GIVEN DATA:
Issue #5889, opened 2026-07-08
[Audit-Medium] Python: Connection.setCloseCallback rejects bound methods and other callables


pepone:
### Summary
`Connection.setCloseCallback` only accepts plain functions (and `None`): the implementation gates the argument with `isinstance(cb, types.FunctionType)`, so bound methods, `functools.partial` objects, callable instances, and builtin functions all raise `ValueError: callback must be None or a function`. C++ accepts any invocable.

### Mechanism
[`Connection.cpp:601-606`](https://github.com/zeroc-ice/ice/blob/b71bc8ed0ad0baff8ecc784614f42ca9d15a5a0b/python/modules/IcePy/Connection.cpp#L601-L606) — `lookupType("types.FunctionType")` + `PyObject_IsInstance`. Python semantics (verified): `isinstance(obj.method, types.FunctionType)` is `False` for bound methods, partials, callable objects, and builtins; only plain functions and lambdas pass. The stub also omits the accepted `None` (clears the callback): [`IcePy-stubs/__init__.pyi:212`](https://github.com/zeroc-ice/ice/blob/b71bc8ed0ad0baff8ecc784614f42ca9d15a5a0b/python/python/IcePy-stubs/__init__.pyi#L212).

### Trigger
```python
connection.setCloseCallback(self.on_closed)   # ValueError
```

### Impact
The most natural callback form in object-oriented code (a bound method) is rejected; users must wrap in a lambda.

### Suggested fix
Use `PyCallable_Check` instead of the `FunctionType` isinstance check, and declare `Callable[[Connection], None] | None` in the stub.

### Notes
Confidence: high. Found in the 2026-07-08 Python API doc audit (finding A.4).

---
*Filed from an automated AI audit of the Ice core API (Claude Fable 5, 2026-07-08); confirmed through a multi-agent adversarial refute pass and independent Codex cross-verification over the actual source. Not yet human-triaged.*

EXERCISE: Gather every line from the listing above in which "ValueError" appears, and copy those lines.

WRITTEN RESPONSE:
`Connection.setCloseCallback` only accepts plain functions (and `None`): the implementation gates the argument with `isinstance(cb, types.FunctionType)`, so bound methods, `functools.partial` objects, callable instances, and builtin functions all raise `ValueError: callback must be None or a function`. C++ accepts any invocable.
connection.setCloseCallback(self.on_closed)   # ValueError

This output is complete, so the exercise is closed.